● Work item
The reply should give back every entry exactly as written.

● Information supplied
PR #1678, opened 2025-08-12
Support user-configurable parameter override for model completion parameters

albertvillanova:
Support user-configurable parameter override for model completion parameters.

### DIFF
--- a/src/smolagents/models.py
+++ b/src/smolagents/models.py
@@ -400,12 +400,12 @@ class Model:
         **kwargs,
     ) -> dict[str, Any]:
         """
-        Prepare parameters required for model invocation, handling parameter priorities.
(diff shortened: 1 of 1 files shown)


aymeric-roucher (approved):
Thank you Albert ! 
Alternative would be to let `Model` take at init a list `parameters_to_remove` of strings, to avoid users having to import REMOVE_PARAMETER. But the list of strings is also a bit harder to type.


Documenting this feature would be nice!

kutsushitaneko:
I'm trying to use the OCI xai.grok-4 model via LiteLLMModel. However, I encountered an error: "Argument not supported on this model: stop." I hope the REMOVE_PARAMETER functionality proposed in this PR becomes available soon.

● Answer below
PR #1678, opened 2025-08-12
Support user-configurable parameter override for model completion parameters

albertvillanova:
Support user-configurable parameter override for model completion parameters.

### DIFF
--- a/src/smolagents/models.py
+++ b/src/smolagents/models.py
@@ -400,12 +400,12 @@ class Model:
         **kwargs,
     ) -> dict[str, Any]:
         """
-        Prepare parameters required for model invocation, handling parameter priorities.
(diff shortened: 1 of 1 files shown)


aymeric-roucher (approved):
Thank you Albert ! 
Alternative would be to let `Model` take at init a list `parameters_to_remove` of strings, to avoid users having to import REMOVE_PARAMETER. But the list of strings is also a bit harder to type.


Documenting this feature would be nice!

kutsushitaneko:
I'm trying to use the OCI xai.grok-4 model via LiteLLMModel. However, I encountered an error: "Argument not supported on this model: stop." I hope the REMOVE_PARAMETER functionality proposed in this PR becomes available soon.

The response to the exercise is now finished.